Turning to the second claim, “Black lives should matter” is what we call a normative statement. It's a moral proclamation, stating it's wrong that Black lives are under-valued. Moral statements cannot be verified by observations; they’re based on particular values that must be argued for. (I won’t argue that Black lives should matter. If that’s not a value you already hold and find obvious, this article is not for you.)

Why not “all lives matter”?

Soon after the inception of the BLM movement, it was itself thwarted by baffling accusations of racism, often accompanied with the rejoinder: “All Lives Matter.”

Clearly, as a descriptive statement, this isn’t true. Not all lives matter. (Consider the way Black people, other people of colour, refugees, Gypsies and Travellers, and homeless people are treated.) We could instead interpret it as normative statement: all lives should matter. Agreed. Yet context is very important. Note that nobody was saying “All Lives Matter” before 2013. Rather, it’s a direct response to BLM, and has no life outside that. And that's a problem, because if BLM is understood as a commitment to urgently tackling the violence and brutality of anti-Black racism, then blurting that “All Lives Matter” is at best, tangential, and at worst, a malevolent distraction.

Its effect is to stall conversations about anti-Black racism and instead either pretend that all lives do matter, or talk about everybody’s lives all at once, whether or not particular groups are subject to particular, potentially fatal injustices right now. This leaves no bandwidth to address the particularly brutal injustices that Black people face. Saying “All Lives Matter” violates the concept of triage in medical ethics, which demands that we address the most troubling or life-endangering issues first.

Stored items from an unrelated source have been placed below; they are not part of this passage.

Issue #2403, opened 2019-08-08
Add Dataset Page 4: Overall page adjustment


t83714:
Adjust the layout & spacing around all elements on the page 4

Estimate: 3

## Acceptance Criteria
- Layout and spacing matches designs in [Zeplin](https://app.zeplin.io/project/5cff0c2b6308535da4f2dfe8/screen/5d0094fea239555dc29561d6)

t83714:
closed via https://github.com/magda-io/magda/pull/2434

PR #2434, opened 2019-08-27
Issue/2402 Updated security classification & sensitivity questions according to the new design

### LINKED ISSUE #2402: Add Dataset Page 4: What data sensitivity and access restrictions should be applied to this dataset?
Adjust style to match the design & added alert box that will be shown according to the selected option.

Estimate: 3

Update2nd Sep 2019:

- Multiple values should be allowed for Sensitivity markers

Update 26th Aug 2019:

Latest design notes:

[sharpmfd@csiro.au_20190826_153532.pdf](https://github.com/magda-io/magda/files/3539543/sharpmfd%40csiro.au_20190826_153532.pdf)

image

Summary:
- The first tooltip design see the new design notes
- The tooltip will contain a link that points to a detail info page. This page contains the table below (from https://www.protectivesecurity.gov.au/information/sensitive-classified-information/Pages/default.aspx):

image

Screen Shot 2019-08-26 at 2 18 55 pm

- The second question will only be shown if the first one select `Senstive`
- Tooltip should use this one:

image

#### Additional information:

Original Invasion design screenshot:

Screen Shot 2019-08-26 at 2 18 55 pm

## Acceptance Criteria
- There are two tooltips in the design - the first one for security classifications, rather than having a big bunch of text like in the design, should link to a page (like the one we have for data quality) which contains the text inside the tooltip that's in the design. It should keep the first paragraph, but then say "For more information visit <link>" where <link> is a Magda page with details about security classifications (e.g. https://x.magda.io/pages/security-classifications). The second tooltip (for sensitivity) is all good.
- If "protected" is selected, it should show the protected warning (see design)
- if "secret" or "top secret" is selected, it should show the "secret" warning (see design)

t83714:
### What this PR does

Fixes #2402
- Updated security classification & sensitivity questions according to the new design
- Also made sure the overall layout are the same as new design #2403 
- Updated CSV connector `information-security` aspect mapping logic based on new question rules:
  - `disseminationLimits` only available when `classification` === "OFFICIAL:SENSITIVE"

### Testing
- Tested locally & in Cluster

Test Site: 

https://issue-2402.dev.magda.io

### Checklist


AlexGilleran:
A few problems:

#### Page Goes Blank After Submitting
I'm not sure why, but immediately after submitting the screen goes blank (everything under `<div class="root">` is gone. This doesn't happen on dev.magda.io, there's nothing in the console though :/.


#### Should it be possible to have > 1 sensitivity markers?

image

This only allows 1 at a time :(.

#### Also the link in the sensitivity marker tooltip goes bold, which causes the whole tooltip to expand which is a bit weird:
image
image

#### Conversely, the link in this tooltip doesn't have any hover styling at all... I think the cursor should at least change to indicate a clickable state?
image

t83714:
@AlexGilleran --- I think it's ready to have a look again:

1> I updated the sensitive markers question so it's a multi-select question now.

2> Blank screen was caused by the edit page --- it still expects multi-values sensitive markers (string[]). 
We won't have the problem now as the question value is saved as `string[]` now

3> I can re-produce the tooltip style on firefox, Safari or Chrome.
For me, when hover, you see:
- underline of the link is removed
- the cursor changes to a hand cursor
I merged the master before looked into this issue. Probably the master fixed it 😅 
If it still happens to you, please let me know~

“All Lives Matter” is therefore an obstacle to tackling anti-Black racism. Sometimes, it’s a result of ignorance, a misinterpretation of BLM. More often, it's intentional; a filibuster, bent on derailing anti-racist work.

From bad to worse

Last week, a group of British football fans paid for a banner stating “White Lives Matter” to be flown over a football match in Manchester, right after the players had taken the knee in solidarity with BLM.

Given my arguments for “Black Lives Matter,” you might infer that the reasoning carries over to “White Lives Matter” with just one word substituted. Yet white lives are already valued, so what’s the fight for? Why fly a banner? White people earn more, are most likely to be employed, and least likely to be arrested. Consider that CVs headed with “white British” names are significantly more likely to get a call-back by UK employers than if they bear names associated with people of colour, even if the text is identical. There's no empirical evidence that white people struggle specifically because they are white. Being white is something that works in a person’s favour, even if their life might be hard for other reasons.

And here's the punchline. Many of those defending the football stunt claim to interpret “Black Lives Matter” to mean only black lives matter. They're wrong (see above), but if we follow this logic, it seems reasonable to assume they also think “White Lives Matter” means only white lives matter. That amounts to a statement in support of white supremacy. Anti-Black racism is not a mysterious, hidden phenomenon. Racism does not get more obvious than a person being shot while jogging, or a woman being killed in her bed by police. To send a "White Lives Matter" banner into the sky pushes beyond ignorance towards something far more threatening.

As BLM continues to gain momentum and institutions are compelled to change, we’re likely to see more reprisals of this sort. It’s a time for hope, but also for vigilance and continual solidarity. Those of us who are allies to this struggle have a duty to make sure the reasoning behind BLM is as clear as possible, so we can push this movement forward through the force of argument as well as the force of justice.